» **YOUR ASSIGNMENT**: If a line below contains "TracksIDsList", count it; then state how many such lines there are, and nothing else.

» **DATA EXTRACT**:
-*-

PR #59, opened 2021-07-07
Move initial tracks fetching into the stateMachine temporal

prastoin:


packages/temporal/workflows/mtv.go
```diff
@@ -148,9 +148,66 @@ func MtvRoomWorkflow(ctx workflow.Context, params shared.MtvRoomParameters) erro
...
+												internalState.TracksIDsList = internalState.TracksIDsList[1:]
+											}
+										}
+
+										return nil
+									},
+								),
+							},
+						},
+					},
```
Devessier, line 207: As there is only one possible transition for this event, we can simplify the code. It absolutely does not change the behaviour:

```suggestion
					MtvRoomInitialTracksFetched: brainy.Transition{
						Target: MtvRoomPausedState,

						Actions: brainy.Actions{
							brainy.ActionFn(
								func(c brainy.Context, e brainy.Event) error {

								event := e.(MtvRoomInitialTracksFetchedEvent)
								internalState.Tracks = event.Tracks

									if tracksCount := len(event.Tracks); tracksCount > 0 {
										currentTrack := internalState.Tracks[0]
										internalState.CurrentTrack = currentTrack

										if tracksCount == 1 {
											internalState.Tracks = []shared.TrackMetadata{}
											internalState.TracksIDsList = []string{}
										} else {
											internalState.Tracks = internalState.Tracks[1:]
											internalState.TracksIDsList = internalState.TracksIDsList[1:]
										}
									}

									return nil
								},
							),
						},
					},
```

Devessier (changes requested):
We could simplify a transition you added to the state machine. This is not crucial at all but it can conveys the meaning that only what transition can happen there.

packages/temporal/workflows/mtv.go
prastoin: Fixed !

Devessier (approved):
It's perfect! The state machine is really clean.
We can merge.

PR #60, opened 2021-07-08
Handle user joining in the state machine

Devessier:
We moved the code related to adding users in the room inside the state machine.

The `Export` method of `MtvRoomInternalState` type used to call the `Current` method of the state machine to gets its current state, and know if the room was playing. It caused deadlock when we tried to `Export` the internal state from an action of the state machine, as `Current` uses the lock of the state machine to prevent concurrent accesses. This security is unnecessary inside a workflow as all the code is guaranteed to run sequentially and on a single goroutine. Therefore we could replace the use of `Current` by its unsafe equivalent, `UnsafeCurrent`, which does not use the state machine lock.

Closes #60

### DIFF
--- a/packages/temporal/activities/mtv_controls.go
+++ b/packages/temporal/activities/mtv_controls.go
@@ -45,8 +45,18 @@ func CreationAcknowledgementActivity(_ context.Context, state shared.MtvRoomExpo
 	return err
 }
 
-func JoinActivity(ctx context.Context, state shared.MtvRoomExposedState) error {
-	marshaledBody, err := json.Marshal(state)
+type mtvJoinCallbackRequestBody struct {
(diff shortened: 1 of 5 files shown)


prastoin (changes requested):
Cool ! no activities called outside the state machine :).
One last thing, you couldn't know mb could you please send back to Adonis in the joinActivity req body the joining userID. It will be use full to persist the operation in the adonis instance

Then Temporal JoinActivity request body should looks like:

```
{
    state: {
         roomID,
         users,
         tracks,
         ....   //containing the ControlState json format   
    },
    joiningUserID: 'the-user-uuid'
}
```

prastoin (approved):
Great ! thanks

PR #65, opened 2021-07-13
Forward go to next track action from the client to the mtv workflow and play the next track if applicable

### LINKED ISSUE #62: Clients can request to go to the next track
When the user clicks on the _next_ button, the socket.io client must emit an event to the back-end. Be this event be called `GO_TO_NEXT_TRACK`.

The server should forward this event to Temporal by making an HTTP request. It should retrieve the workflow id and the run id of the Temporal workflow instance from `MtvRoom` Lucid model.

The Go REST API should expose a new endpoint that takes a workflow id and a run id in the body. This endpoint should send a signal to the correct Mtv Room Workflow instance. Be this signal be called `go-to-next-track`.
When the workflow receives the signal, it should send an event to the state machine. Be this event be called `GO_TO_NEXT_TRACK`.
When the state machine receives this event, if should assign the first item of `internalState.Tracks` slice to `internalState.CurrentTrack`, if there are items in `internalState.Tracks`, then it goes to `MtvRoomPlayingState` state. Otherwise it does nothing.

## Tasks

- [x] Emit `GO_TO_NEXT_TRACK` from client to server
- [x] Forward this event to Temporal from the server and verify it
- [x] Go to the next track in the workflow state machine
- [x] Write Temporal tests

Devessier:
When the go to next track button is pressed on the client, we send to the server a message through websockets. When the server receives it, it makes an HTTP call to the Temporal REST API. When the Temporal REST API receives the request, it sends a signal to the workflow of the mtv room.
When the mtv workflow receives the go to next track signal, it forwards the event to the state machine. Then, the state machine will transition to the playing state with the current track having been set to the next one, only if there are tracks to play.
These three parts have been tested.

Closes #62

### DIFF
--- a/packages/client/__tests__/ForcedDisconnectionPrintAlert.test.tsx
+++ b/packages/client/__tests__/ForcedDisconnectionPrintAlert.test.tsx
@@ -10,24 +10,8 @@ function noop() {
     return undefined;
 }
 
-function waitForTimeout(ms: number): Promise<void> {
-    return new Promise((resolve) => {
-        setTimeout(() => {
-            resolve();
-        }, ms);
-    });
-}
-
 test(`On FORCED_DISCONNECTION it should displays the alert modal and dismiss it when clicking on dismiss button`, async () => {
-    const {
-        getByText,
-        getByPlaceholderText,
-        getAllByText,
-        findByText,
-        getByTestId,
-        findByA11yState,
-        debug,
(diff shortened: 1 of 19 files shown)


prastoin (approved):
Well done for the first part of the implemtation.
Nice to scope PR.
See you soon for the server acknowledgement :)

PR #66, opened 2021-07-15
Create a wrapper component to use different youtube client library on native and web paltforms

### LINKED ISSUE #39: Playing videos on the Web fails
An error occurs when the music player is shown in full screen.
The Youtube iframe is visible but an error occurs when we call `getDuration` on the Youtube player reference.

CleanShot 2021-06-15 at 10 06 56@2x

Devessier:
On native platforms we must use `react-native-youtube-iframe` library and on the Web we use `react-youtube`.

Thanks to React Native [platform specific code](https://reactnative.dev/docs/platform-specific-code), we load the correct library only when needed.

We used [Devessier/react-native-web-youtube-player](https://github.com/Devessier/react-native-web-youtube-player) as a playground.

Closes #39


prastoin (approved):
Super cool, a thorny issue we can get rid off thanks to you
lets go

PR #68, opened 2021-07-16
Fix broken search bar animations on Web

### LINKED ISSUE #67: Make search screen animations work on the Web
Animations in the search screen do not work on the Web. The result is quite strange.

CleanShot 2021-07-16 at 10 55 37

Devessier:
Animations of the search bar were broken on Web because [`sx` function from dripsy](https://github.com/nandorojo/dripsy#headless-dripsy-with-usesx) does not return an object with resolved values on the Web as it does on native platforms. The reason is that on the Web _react-native-web_ uses CSS Modules for styling. On the Web `sx` returns the id of the created CSS Module instead of an object with the styles.

As a consequence, we had to find a way to, nonetheless, get the values we wanted:

- We created an exported constant, `GLOBAL_THEME_CONSTANTS`, that contains some theme constants that do not differ between light and dark themes. This constant allows type checking without trying to change dripsy internal types.
- For values that are resolved at runtime, depending on the current theme, we use `useDripsyTheme` that returns the current theme. We can extract the property we want, here `greyLighter`, but we loose type safety.

Closes #67

### DIFF
--- a/packages/client/components/kit/AppScreenHeaderSearchBar.tsx
+++ b/packages/client/components/kit/AppScreenHeaderSearchBar.tsx
@@ -1,5 +1,5 @@
 import { useMachine } from '@xstate/react';
-import React, { useEffect, useRef } from 'react';
+import React, { useRef } from 'react';
 import { TextInput as RNTextInput, TouchableOpacity } from 'react-native';
 import { createMachine } from 'xstate';
 import { View as MotiView } from 'moti';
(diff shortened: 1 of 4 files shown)


prastoin (approved):
This a good thing to keep checking for cross platform improvement along the whole dev we've done. This is still a main point of this project
Congratulations
Ready to merge !

PR #72, opened 2021-07-16
Fix retrieve context

### LINKED ISSUE #73: Fix retrieve context
The retrieve context is not working on mobile because the socket listeners aren't init before the socker server event 'connection' that we're using to sync the new coming session mtv room context. Atm on browser it seems to be working, but it's quite random.

The solution is to stop using the server socket connection event to synchronize the session. But thanks to an invoke in the state machine first initial state, where we emit as a bottle in the sea a GET_CONTEXT event.
If it occurs in the back that the socket is related to an existing mtvroom then the server will emit to this socket a RETRIEVE_CONTEXT event that will be catch by the state machine at its root level.
We do not use callback as it make the state machine goes crazy and infinite looping on it's initialization

prastoin:
close #73

### DIFF
--- a/packages/client/machines/appMusicPlayerMachine.ts
+++ b/packages/client/machines/appMusicPlayerMachine.ts
@@ -150,6 +150,15 @@ export const createAppMusicPlayerMachine = ({
 
             states: {
                 waitingJoiningRoom: {
+                    invoke: {
+                        src: (_context) => () => {
+                            /**
+                             * Looking for other sessions context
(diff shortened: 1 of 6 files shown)


prastoin:
close #73

Devessier:
Great. The bug was difficult to spot.
We can merge.

Devessier (commented):
Great. The bug was difficult to spot.
We can merge.

Devessier (approved):
We can merge.

PR #74, opened 2021-07-19
Fix two alive sessions sync create callback

### LINKED ISSUE #71: Sync two parallel sessions on createRoom
Start two sessions.
Create room from one, the other one should display the created room too

Solution:
Bring down to low level the CREATE_ROOM_CALLBACK listener in the state machine to force the transition even if the specific state machine is not the CREATE_ROOM emitter

prastoin:
Be aware that you'll have headache after reviewing this PR
close #71


Devessier (approved):
It's perfect. State machines ease so much things like that.
We can merge.

PR #76, opened 2021-07-19
Fix initial track duration passed to the mtv workflow timer

### LINKED ISSUE #70: With two sessions when we play then pause on one, then refresh the other, it goes to the next track
We need to check why and fix this.
Maybe currentTrack is lost in the nature in temporal

Reproduce the bug:
1. Start one session create a room on it then hit play button.
2. Start another session, it should be synced to the previous one, but here is the bug, current track is not synced with the first session. It appears to be the next track from the waiting list and also the room is not playing but the song looks to be paused, it shouldn't

Devessier:
The timer of the first initial track was not launched with correct parameters. It used to receive an empty duration when we were expecting to get the duration of the first track. It has been fixed.

We also told to nodemon to track all go files. There was an issue with the command of the worker, that nodemon could not parse correctly and then could not determine which files to track on its own.

Closes #70

### DIFF
--- a/packages/temporal/package.json
+++ b/packages/temporal/package.json
@@ -7,8 +7,8 @@
         "yarn": "1.22.10"
     },
     "scripts": {
-        "dev": "nodemon --signal SIGTERM --exec env PORT=3000 ADONIS_ENDPOINT='http://localhost:3333' go run api/main.go",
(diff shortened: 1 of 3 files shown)


prastoin (approved):
Really cool that you found out this issue from an really surprising behaviour.
Lets go mergin !

PR #77, opened 2021-07-19
Improve first create room callback

### LINKED ISSUE #75: Improve first create room callback global sync between user sessions
Atm only the emitting CREATE_ROOM event device receives the callback as it's in the socket event payload.
It means the room_is not_ready view will be display only in this specific device.
We could refactor that by emitting a server socket event that notifies every user's sessions that a room is in creation.

prastoin:
close #75


Devessier (approved):
It's great to continue to use two different events to do a RPC.
We can merge.

PR #78, opened 2021-07-19
Fix remote join timeout issue

### LINKED ISSUE #69: RemoteJoin timeout blockin process
On join nor create socket event, we need to connect every involved user's devices to the room. If the a device database is corrupted the remote join won't achieve.
It throw the error remoteJoin timeout.
We need to silent error this throw

prastoin:
close #69


Devessier (approved):
Great! You wrote our first real unit test and it is totally justified. It's a good sign that it did not occur before.
We can merge!

PR #79, opened 2021-07-19
Broadcast go to next track to clients

### LINKED ISSUE #63: Clients need to play the video the server wants
When the current track changes, the Mtv Room Workflow should broadcast the information to all the clients in the room.

It should make a request to the server, with the room id in the body as well as the workflow state.

The server should expose an endpoint to handle this request. The controller of this route should confirm that there is such a room in the application, then it should send an event inside the socket.io room of the mtv room with the content of the tracks list and the current track. Be this event be called `FORCE_UPDATE_CURRENT_TRACK`.

The client should listen to this event from the `appMusicPlayerStateMachine`. When we receive this event, we should switch to the new current track and play it directly.

Devessier:
As described in the related issue, we found that the easiest way to implement go to next track broadcasting was to send the state of the mtv workflow with the `ACTION_PLAY_CALLBACK` event.

When a client receives this event, the state of the workflow is merged with the context of the appMusicPlayer state machine.

Closes #63


Devessier:
Currently the go to next track information is broadcasted to clients and the next track is put in the player. However, it is not automatically played.
We need to wait for the player to load the track and then play the track.

Devessier:
The native player now automatically plays next tracks.

**There is a bug on the Web that cause videos to do not play.**

Devessier:
The next tracks did not play because the `onReady` function was not called for subsequent tracks. We fixed that by listening to player state changes, and when the player reaches the `UNSTARTED` state we call `onReady` function.

It appeared that when we tried to get the duration of a next track, the player returned `0`. We tried to find a way to wait for the player to be really in a ready state to get a non-zero duration, but we did not succeed. _We deleted the duration fetching for native and web, and now use the duration returned by YouTube API._

Devessier:
There is an issue when we reach the end of the last track.
When we try to play the track, Temporal calls the PlayActivity, which tells clients to play the track.
We would expect the mtv workflow to do not call the PlayActivity if we reached the end of the current track and if there are no more tracks to play.

CleanShot 2021-07-21 at 15 44 27

Devessier:
We fixed the bug and added tests to prevent a regression.

Devessier:
I think the PR is ready to be merged.

prastoin (approved):
Really nice implementation of the go to next track feature inside the play_callback.
Lets go mergin !

PR #81, opened 2021-07-20
Refactor join room funnel

### LINKED ISSUE #80: Refactor Join a room funnel
As temporal now sends a use local activity to notify about the join success operation we need to adapt the funnel.
Then in Adonis we need to emit and make the socket join the room only on the temporal request.

Improvement:
At the moment when a user joins a room, he won't retrieve the currentTrack timecode. That means that if the song for first user in a room has been played for half the total duration, any newcoming user will have to start the current track again.
In this way in temporal we have to find  way to get the current timer value without canceling/disturbing this one. then we will send the elapsed time in the current track.

Todo

Client:
 - [x] Nothing

Adonis:
 - [x] Move the logic in the temporal response
 - [x] Update test
 
 Temporal:
 - [x] Find a way to extract elasped time in timer or a way to calculate it

prastoin:
close #80


packages/temporal/workflows/mtv_test.go
```diff
@@ -382,32 +362,33 @@ func (s *UnitTestSuite) Test_JoinCreatedRoom() {
...
+	s.env.ExecuteWorkflow(MtvRoomWorkflow, params)
 
 	s.True(s.env.IsWorkflowCompleted())
 	err := s.env.GetWorkflowError()
 	s.ErrorIs(err, workflow.ErrDeadlineExceeded, "The workflow ran on an infinite loop")
 }
 
 // Test_GoToNextTrack scenario:
-//
+
```
Devessier, line 373: We should keep the empty comments. If you hover the function `Test_GoToNextTrack` you will see that its description only begins from the fifth point. Empty comments are intended to allow line breaks.

prastoin: Done !

prastoin:
We need to fix the web player issue on component mounting and state.Playing true.
About to write an issue monday 09

packages/temporal/go.mod
```diff
@@ -3,15 +3,14 @@ module github.com/AdonisEnProvence/MusicRoom
...
-	github.com/Devessier/brainy v0.0.10
+	github.com/Devessier/brainy v0.0.11
 	github.com/bojanz/httpx v0.0.0-20201111190843-d1cf01c49b2e
 	github.com/bxcodec/faker/v3 v3.6.0
 	github.com/go-playground/universal-translator v0.17.0 // indirect
 	github.com/go-playground/validator v9.31.0+incompatible
 	github.com/golang/mock v1.6.0 // indirect
 	github.com/gorilla/handlers v1.5.1
 	github.com/gorilla/mux v1.8.0
-	github.com/joho/godotenv v1.3.0 // indirect
```
prastoin, line 14: We should manage this issue for next new repos. With for example a js lib dotenv

Devessier (approved):
Very heavy work. Great job man!
We can merge and go on.

Issue #241, opened 2018-10-27
New Allocation: If I populate an option field and do not click the "+" icon then it should still recognize it as a valid option


stellarmagnet:
Right now when I create a new allocation and I enter a value into an option field, and I don't click the "+" icon, it is not recognizing it as an option when you review the Allocation in the Range Voting app.

We need to recognize all options that are in the fields.

**Designs**
Single option: https://invis.io/7ER87SZC4GB
Multiple options: https://invis.io/9KR87UGTEBG

* If there is only a single option, do not display a minus icon next to the row for option. If there is more than one option, a minus icon will be displayed next to each row.
* Include an "+ Add Another" button.
* All options displayed in the UI will be considered required
* This design pattern applies for both if the Address Book is enabled or if it is not

Quazia:
This should be resolved in #244

stellarmagnet:
This issue returned

stellarmagnet:
As discussed, the expected design should be as follows for both Manual Entry and Address Book, where every exposed field should be considered required:
![image](https://user-images.githubusercontent.com/2584493/54621064-71a16400-4a67-11e9-9576-01e3eb831975.png)

The button should say "Add Another"

PR #699, opened 2019-03-31
241 revisit adding/removing allocations options

ottodevs:
Solves  #241


Quazia:
If I populate an option field and do not click the "+" icon then it should still recognize it as a valid option.

PR #701, opened 2019-04-01
 #688 bounties disappearing after clearing cache

### LINKED ISSUE #688: Bounty allocations are removed from issues after clearing cache
1) select some issues
2) allocate bounties to the issues
3) clear application cache

Result: the issues no longer have bounties

Expected: the issues should retain their bounties after cache is cleared

Schwartz10:
@Quazia I'm not sure if this PR solves every bounty misrepresented-status issue, but it should definitely help. I haven't been able to see the wrong bounty state after these changes, but i also wasn't able to replicate consistently beforehand. This includes clearing the cache and reloading issues from scratch too.

### DIFF
--- a/apps/projects/app/script.js
+++ b/apps/projects/app/script.js
@@ -53,8 +53,18 @@ const repoData = id => `{
     }
 }`
 
+const determineStateVars = (state) => {
+  const repos = (!!state && state.repos) || []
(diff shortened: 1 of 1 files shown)


Schwartz10:
Included in #702

PR #709, opened 2019-04-02
address book FE tweaks

stellarmagnet:
Enhanced the address book entries


apps/address-book/app/components/App/Entities.js
```diff
@@ -8,6 +8,7 @@ import {
   TableHeader,
   TableRow,
   Text,
+  theme,
```
stellarmagnet: i was gonna use some colors but i didnt.... not sure if we keep this in

PR #713, opened 2019-04-04
add length checks for execution script

### LINKED ISSUE #600: Look into potential double voting in RangeVoting
May be better to have another _resetVote() function; the current function is double counting the new values when there was a prior vote.

This issue should include tests for the contract to prevent this in the future.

-*-

» **TASK ANSWER**: 3